Ich hatte das Gefühl, allein durch Anheben der Aggresivität ist die KI schneller geworden, da sie später bremst und höhere Kurvengeschwindigkeit fährt. Die andere Einstellung Gegnerstärke ist dann eher der allgemeine Speed. Auf Standard kam es mir vor, als wenn die beim rausbeschelunigen nicht Vollgas geben oder weniger Leistung haben. Bei identischem Auto kann man beim rausbeschleunigen locker vorbei ziehen. Erhöht man die Gegnerstärke, siehts anders aus.


----------



## derschweizer (1. Oktober 2017)

Hab mir gerade PC2 über Steam am PC gekauft.
Kann mir jemand sagen wie ich die Sprache im Spiel auf Deutsch umstellen kann?

Vielen Dank

Stefan


----------



## WaldemarE (1. Oktober 2017)

Das geschriebene oder das gelaber? Gelaber geht nicht da nur englische sprachausgabe

Gesendet von meinem FRD-L09 mit Tapatalk


----------



## Andy198446 (1. Oktober 2017)

Kann mir jemand mal verraten wie ihr in Monaco bei der Formel C euer Auto so einstellt das es nicht in jeder Kurve rutscht und man in die Mauer fährt???

also ich hab ja auch Ahnung und bin dazu noch gelernter Mechaniker, aber an der cote de azur is es mir unmöglich eine Einstellung zu finden die funktioniert.... 

Gesendet von meinem SM-G955F mit Tapatalk


----------



## derschweizer (1. Oktober 2017)

Danke.....

irgendwie hammer schwer das Spiel......


----------



## Neawoulf (1. Oktober 2017)

Andy198446 schrieb:


> Kann mir jemand mal verraten wie ihr in Monaco bei der Formel C euer Auto so einstellt das es nicht in jeder Kurve rutscht und man in die Mauer fährt???
> 
> also ich hab ja auch Ahnung und bin dazu noch gelernter Mechaniker, aber an der cote de azur is es mir unmöglich eine Einstellung zu finden die funktioniert....
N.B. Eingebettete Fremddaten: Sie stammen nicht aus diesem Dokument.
PR #118, opened 2015-05-18
Upgrade and Downgrade with url

thijsterlouw:
This allows users to upgrade (and downgrade) their consul version, even when using the 'url' install_method.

Wo genau haperts denn? Ich finde den Formel C Wagen eigentlich recht gutmütig zu fahren. Getriebe muss auf der Strecke halt ein bisschen kürzer und ich hab gemerkt, dass man mit weniger Abtrieb schneller ist, weil es in den meist sehr langsamen Kurven eher auf mechanischen Grip ankommt.


----------



## Andy198446 (1. Oktober 2017)

Neawoulf schrieb:


> Wo genau haperts denn? Ich finde den Formel C Wagen eigentlich recht gutmütig zu fahren. Getriebe muss auf der Strecke halt ein bisschen kürzer und ich hab gemerkt, dass man mit weniger Abtrieb schneller ist, weil es in den meist sehr langsamen Kurven eher auf mechanischen Grip ankommt.


Das Problem ist ein sehr sehr lockeres heck, ich hab verschiedene Sachen mit dem diff ausprobiert hab auch ein wenig mit dem Luftdruck und den Stoßdämpfern gespielt aber nichts hat wirklich geholfen. Das der Formel C Wagen sehr gutmütig ist hab ich in oschersleben gemerkt, man hat diese Strecke Spaß gemacht einfach herrlich. Aber wie gesagt in Monaco wills einfach nicht so richtig. 
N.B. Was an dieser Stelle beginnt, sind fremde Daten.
PR #125, opened 2015-05-26
Set provider on consul service

albustax:
Hi,

If provider is not set, service management does not work on Debian 8, we have an error:

`Error: /Stage[main]/Consul::Run_service/Service[consul]: Could not evaluate: Could not find init script for 'consul' `

This PR set provider defined in `consul::params`

### DIFF
--- a/manifests/run_service.pp
+++ b/manifests/run_service.pp
@@ -12,9 +12,10 @@ class consul::run_service {
 
   if $consul::manage_service == true {
     service { 'consul':
-      ensure => $consul::service_ensure,
-      name   => $init_selector,
-      enable => $consul::service_enable,
+      ensure   => $consul::service_ensure,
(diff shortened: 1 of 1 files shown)


solarkennedy:
I'm hesitant, usually puppet figures out the provider correctly, we shouldn't have to be explicit here.

can you run `puppet resource service consul --debug` and pastebin?

albustax:
http://pastebin.com/i98crtUM

solarkennedy:
Hmm, I'm pretty new to systemd, but is it more that the service name is simply "consul.service"? Per your pb there was a `Service[consul.service]` in there.

solarkennedy:
Sorry for the late review. This seems like a good thing, and init systems are hard, especially when there can be multiple providers per os. Thanks!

Gesendet von meinem SM-G955F mit Tapatalk


----------



## DARPA (1. Oktober 2017)

Bin den Formel C noch nicht gefahren, aber du kannst auch mal mit der Gewichtsverteilung spielen. Hat mir bei anderen Autos schon geholfen.


----------



## Neawoulf (1. Oktober 2017)

Andy198446 schrieb:


> Das Problem ist ein sehr sehr lockeres heck, ich hab verschiedene Sachen mit dem diff ausprobiert hab auch ein wenig mit dem Luftdruck und den Stoßdämpfern gespielt aber nichts hat wirklich geholfen. Das der Formel C Wagen sehr gutmütig ist hab ich in oschersleben gemerkt, man hat diese Strecke Spaß gemacht einfach herrlich. Aber wie gesagt in Monaco wills einfach nicht so richtig.
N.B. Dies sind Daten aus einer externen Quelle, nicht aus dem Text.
PR #127, opened 2015-05-28
Add the ability to deploy a check script

albustax:


manifests/check.pp
```diff
@@ -32,22 +42,35 @@
...
+  $interval      = undef,
+  $service_id    = undef,
+  $timeout       = undef,
+  $notes         = undef,
 ) {
   include consul
 
+  # Deploy script if necessary
+  if $script_source {
+    file { "${id}":
```
solarkennedy: shouldn't this just be $script and then we don't need the $script_path variable?

manifests/check.pp
```diff
@@ -32,22 +42,35 @@
...
+      ensure => $check_ensure,
+      source => $script_source,
+      path   => $script_path,
+      mode   => 755,
```
solarkennedy: '0555'

manifests/check.pp
```diff
@@ -32,22 +42,35 @@
...
-  $id         = $title,
-  $ttl        = undef,
-  $http       = undef,
-  $script     = undef,
-  $interval   = undef,
-  $service_id = undef,
-  $timeout    = undef,
-  $notes      = undef,
+  $id            = $title,
+  $check_ensure  = present,
```
solarkennedy: Can this just be called 'ensure' ?

split3:
I'm not sure I'm a fan of having script deployment stuff in this module.  That seems like something that is more geared to a configuration module or some sort that is very specific to ones infrastructure.  I'd vote to close this issue and leave that responsibility up to a configuration wrapper module sort of thing.

aj-jester:
@split3 +1

solarkennedy:
Ok. @albustax the more standard way to approach this kind of need is with a profile, where you might have `profile_consul::check` that does a consul check as well as other site specific things, like deploying files, sudo rules, etc.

Versuch mal den Bremsdruck ein wenig zu reduzieren. Was mir auch aufgefallen ist, dass viele Autos mit sequenzieller Schaltung zu wenig Zwischengas geben, wenn man beim Einlenken nochmal runterschaltet. Setz mal im Setup den Wert für Motorbremse auf Maximum (höher = weniger Motorbremse). Damit solltest du kurz vor dem Einlenken das Heck ein wenig stabiler kriegen.


----------



## MezZo_Mix (1. Oktober 2017)

Also ich enjoy Project Cars 2 ziemlich stark, hab vorher nur Assetto Corsa gespielt und bin nur Sonnenschein + Trockenheit gewohnt. Aber das was in Pc2 abgeht haut mich schon um. All das was einem in AC fehlt bekommt man hier inklusive dem Spielspaß und der Fotomodus für nebenbei.  Hat sich gelohnt. 




			Dieser Inhalt steht nur eingeloggten Mitgliedern zur Verfügung.
        




			Dieser Inhalt steht nur eingeloggten Mitgliedern zur Verfügung.


----------



## Voodoo_Freak (1. Oktober 2017)

Hat sich schon etwas an der KI getan? Bisher der Hinderungsgrund für mich das Spiel zu kaufen.


----------



## chaotium (1. Oktober 2017)

Voodoo_Freak schrieb:


> Hat sich schon etwas an der KI getan? Bisher der Hinderungsgrund für mich das Spiel zu kaufen.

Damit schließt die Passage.